◆ TASK INPUT
[Start of Attachment]

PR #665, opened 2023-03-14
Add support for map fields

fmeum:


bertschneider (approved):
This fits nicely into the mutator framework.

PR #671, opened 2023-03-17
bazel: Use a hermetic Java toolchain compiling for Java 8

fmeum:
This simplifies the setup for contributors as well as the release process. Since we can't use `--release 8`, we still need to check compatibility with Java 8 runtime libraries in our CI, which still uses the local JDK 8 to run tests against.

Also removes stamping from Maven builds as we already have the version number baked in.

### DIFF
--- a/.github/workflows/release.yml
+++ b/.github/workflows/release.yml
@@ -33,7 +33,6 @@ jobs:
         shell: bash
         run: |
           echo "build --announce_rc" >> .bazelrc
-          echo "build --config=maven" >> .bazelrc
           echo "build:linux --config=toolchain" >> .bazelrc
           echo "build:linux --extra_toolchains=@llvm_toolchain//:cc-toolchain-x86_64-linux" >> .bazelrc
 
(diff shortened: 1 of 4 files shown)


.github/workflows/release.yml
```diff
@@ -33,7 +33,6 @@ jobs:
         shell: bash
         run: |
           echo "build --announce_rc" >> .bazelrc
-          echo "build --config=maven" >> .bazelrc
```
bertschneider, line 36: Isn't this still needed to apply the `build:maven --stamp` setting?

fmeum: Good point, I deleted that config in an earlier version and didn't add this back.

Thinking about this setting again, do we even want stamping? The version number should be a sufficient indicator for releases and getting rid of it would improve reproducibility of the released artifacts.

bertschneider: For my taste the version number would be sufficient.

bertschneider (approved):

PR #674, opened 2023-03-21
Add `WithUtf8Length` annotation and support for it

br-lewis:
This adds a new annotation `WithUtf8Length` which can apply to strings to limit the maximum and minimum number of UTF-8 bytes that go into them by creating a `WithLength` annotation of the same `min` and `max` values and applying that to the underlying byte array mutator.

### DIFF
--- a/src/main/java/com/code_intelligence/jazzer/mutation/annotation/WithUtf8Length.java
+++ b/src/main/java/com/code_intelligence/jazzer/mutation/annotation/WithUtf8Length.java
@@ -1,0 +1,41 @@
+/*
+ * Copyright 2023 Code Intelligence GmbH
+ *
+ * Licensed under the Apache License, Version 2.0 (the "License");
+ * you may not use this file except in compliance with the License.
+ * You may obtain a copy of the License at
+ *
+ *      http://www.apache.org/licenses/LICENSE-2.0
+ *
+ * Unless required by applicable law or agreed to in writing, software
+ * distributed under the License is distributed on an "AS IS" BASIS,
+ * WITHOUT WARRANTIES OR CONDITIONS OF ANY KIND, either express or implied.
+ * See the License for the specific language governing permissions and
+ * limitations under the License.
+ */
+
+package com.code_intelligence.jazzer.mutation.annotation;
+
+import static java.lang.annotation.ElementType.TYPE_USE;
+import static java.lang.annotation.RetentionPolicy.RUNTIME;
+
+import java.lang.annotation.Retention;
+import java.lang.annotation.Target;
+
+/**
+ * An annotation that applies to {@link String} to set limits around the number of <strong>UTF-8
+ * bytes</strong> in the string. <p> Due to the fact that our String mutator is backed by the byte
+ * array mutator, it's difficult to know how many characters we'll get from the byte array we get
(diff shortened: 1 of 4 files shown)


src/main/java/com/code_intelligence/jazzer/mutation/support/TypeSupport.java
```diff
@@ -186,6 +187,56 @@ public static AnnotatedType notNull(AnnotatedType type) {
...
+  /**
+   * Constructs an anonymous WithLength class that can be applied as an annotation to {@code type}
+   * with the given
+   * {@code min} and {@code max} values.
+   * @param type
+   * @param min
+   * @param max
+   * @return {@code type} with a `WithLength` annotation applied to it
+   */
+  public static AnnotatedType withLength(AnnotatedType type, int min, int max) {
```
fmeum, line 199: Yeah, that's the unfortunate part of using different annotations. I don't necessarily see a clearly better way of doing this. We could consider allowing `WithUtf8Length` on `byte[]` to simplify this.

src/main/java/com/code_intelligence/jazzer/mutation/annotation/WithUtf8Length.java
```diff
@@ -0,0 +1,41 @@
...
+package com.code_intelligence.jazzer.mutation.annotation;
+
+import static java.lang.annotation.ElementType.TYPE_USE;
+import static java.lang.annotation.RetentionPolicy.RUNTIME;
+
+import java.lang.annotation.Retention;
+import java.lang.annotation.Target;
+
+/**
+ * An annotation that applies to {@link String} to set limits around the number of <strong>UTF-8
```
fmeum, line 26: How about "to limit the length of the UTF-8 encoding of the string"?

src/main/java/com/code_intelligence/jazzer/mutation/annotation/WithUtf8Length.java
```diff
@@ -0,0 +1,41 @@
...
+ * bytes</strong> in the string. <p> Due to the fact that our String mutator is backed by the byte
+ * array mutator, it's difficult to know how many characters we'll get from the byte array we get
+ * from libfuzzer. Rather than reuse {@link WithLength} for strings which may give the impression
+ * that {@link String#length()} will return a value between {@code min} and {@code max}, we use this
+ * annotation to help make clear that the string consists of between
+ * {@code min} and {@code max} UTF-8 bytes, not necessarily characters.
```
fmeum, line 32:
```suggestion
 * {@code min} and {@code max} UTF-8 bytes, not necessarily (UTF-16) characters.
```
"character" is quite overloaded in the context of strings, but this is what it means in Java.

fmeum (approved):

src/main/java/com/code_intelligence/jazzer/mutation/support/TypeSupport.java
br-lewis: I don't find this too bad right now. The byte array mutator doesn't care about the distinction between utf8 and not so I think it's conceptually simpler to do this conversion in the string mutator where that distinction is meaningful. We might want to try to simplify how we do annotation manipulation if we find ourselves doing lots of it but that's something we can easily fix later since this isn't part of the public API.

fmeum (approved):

[End of Attachment]

◆ BRIEF
Print each of the lines above again, unchanged.

◆ SOLUTION TO THIS TASK
PR #665, opened 2023-03-14
Add support for map fields

fmeum:


bertschneider (approved):
This fits nicely into the mutator framework.

PR #671, opened 2023-03-17
bazel: Use a hermetic Java toolchain compiling for Java 8

fmeum:
This simplifies the setup for contributors as well as the release process. Since we can't use `--release 8`, we still need to check compatibility with Java 8 runtime libraries in our CI, which still uses the local JDK 8 to run tests against.

Also removes stamping from Maven builds as we already have the version number baked in.

### DIFF
--- a/.github/workflows/release.yml
+++ b/.github/workflows/release.yml
@@ -33,7 +33,6 @@ jobs:
         shell: bash
         run: |
           echo "build --announce_rc" >> .bazelrc
-          echo "build --config=maven" >> .bazelrc
           echo "build:linux --config=toolchain" >> .bazelrc
           echo "build:linux --extra_toolchains=@llvm_toolchain//:cc-toolchain-x86_64-linux" >> .bazelrc
 
(diff shortened: 1 of 4 files shown)


.github/workflows/release.yml
```diff
@@ -33,7 +33,6 @@ jobs:
         shell: bash
         run: |
           echo "build --announce_rc" >> .bazelrc
-          echo "build --config=maven" >> .bazelrc
```
bertschneider, line 36: Isn't this still needed to apply the `build:maven --stamp` setting?

fmeum: Good point, I deleted that config in an earlier version and didn't add this back.

Thinking about this setting again, do we even want stamping? The version number should be a sufficient indicator for releases and getting rid of it would improve reproducibility of the released artifacts.

bertschneider: For my taste the version number would be sufficient.

bertschneider (approved):

PR #674, opened 2023-03-21
Add `WithUtf8Length` annotation and support for it

br-lewis:
This adds a new annotation `WithUtf8Length` which can apply to strings to limit the maximum and minimum number of UTF-8 bytes that go into them by creating a `WithLength` annotation of the same `min` and `max` values and applying that to the underlying byte array mutator.

### DIFF
--- a/src/main/java/com/code_intelligence/jazzer/mutation/annotation/WithUtf8Length.java
+++ b/src/main/java/com/code_intelligence/jazzer/mutation/annotation/WithUtf8Length.java
@@ -1,0 +1,41 @@
+/*
+ * Copyright 2023 Code Intelligence GmbH
+ *
+ * Licensed under the Apache License, Version 2.0 (the "License");
+ * you may not use this file except in compliance with the License.
+ * You may obtain a copy of the License at
+ *
+ *      http://www.apache.org/licenses/LICENSE-2.0
+ *
+ * Unless required by applicable law or agreed to in writing, software
+ * distributed under the License is distributed on an "AS IS" BASIS,
+ * WITHOUT WARRANTIES OR CONDITIONS OF ANY KIND, either express or implied.
+ * See the License for the specific language governing permissions and
+ * limitations under the License.
+ */
+
+package com.code_intelligence.jazzer.mutation.annotation;
+
+import static java.lang.annotation.ElementType.TYPE_USE;
+import static java.lang.annotation.RetentionPolicy.RUNTIME;
+
+import java.lang.annotation.Retention;
+import java.lang.annotation.Target;
+
+/**
+ * An annotation that applies to {@link String} to set limits around the number of <strong>UTF-8
+ * bytes</strong> in the string. <p> Due to the fact that our String mutator is backed by the byte
+ * array mutator, it's difficult to know how many characters we'll get from the byte array we get
(diff shortened: 1 of 4 files shown)


src/main/java/com/code_intelligence/jazzer/mutation/support/TypeSupport.java
```diff
@@ -186,6 +187,56 @@ public static AnnotatedType notNull(AnnotatedType type) {
...
+  /**
+   * Constructs an anonymous WithLength class that can be applied as an annotation to {@code type}
+   * with the given
+   * {@code min} and {@code max} values.
+   * @param type
+   * @param min
+   * @param max
+   * @return {@code type} with a `WithLength` annotation applied to it
+   */
+  public static AnnotatedType withLength(AnnotatedType type, int min, int max) {
```
fmeum, line 199: Yeah, that's the unfortunate part of using different annotations. I don't necessarily see a clearly better way of doing this. We could consider allowing `WithUtf8Length` on `byte[]` to simplify this.

src/main/java/com/code_intelligence/jazzer/mutation/annotation/WithUtf8Length.java
```diff
@@ -0,0 +1,41 @@
...
+package com.code_intelligence.jazzer.mutation.annotation;
+
+import static java.lang.annotation.ElementType.TYPE_USE;
+import static java.lang.annotation.RetentionPolicy.RUNTIME;
+
+import java.lang.annotation.Retention;
+import java.lang.annotation.Target;
+
+/**
+ * An annotation that applies to {@link String} to set limits around the number of <strong>UTF-8
```
fmeum, line 26: How about "to limit the length of the UTF-8 encoding of the string"?

src/main/java/com/code_intelligence/jazzer/mutation/annotation/WithUtf8Length.java
```diff
@@ -0,0 +1,41 @@
...
+ * bytes</strong> in the string. <p> Due to the fact that our String mutator is backed by the byte
+ * array mutator, it's difficult to know how many characters we'll get from the byte array we get
+ * from libfuzzer. Rather than reuse {@link WithLength} for strings which may give the impression
+ * that {@link String#length()} will return a value between {@code min} and {@code max}, we use this
+ * annotation to help make clear that the string consists of between
+ * {@code min} and {@code max} UTF-8 bytes, not necessarily characters.
```
fmeum, line 32:
```suggestion
 * {@code min} and {@code max} UTF-8 bytes, not necessarily (UTF-16) characters.
```
"character" is quite overloaded in the context of strings, but this is what it means in Java.

fmeum (approved):

src/main/java/com/code_intelligence/jazzer/mutation/support/TypeSupport.java
br-lewis: I don't find this too bad right now. The byte array mutator doesn't care about the distinction between utf8 and not so I think it's conceptually simpler to do this conversion in the string mutator where that distinction is meaningful. We might want to try to simplify how we do annotation manipulation if we find ourselves doing lots of it but that's something we can easily fix later since this isn't part of the public API.

fmeum (approved):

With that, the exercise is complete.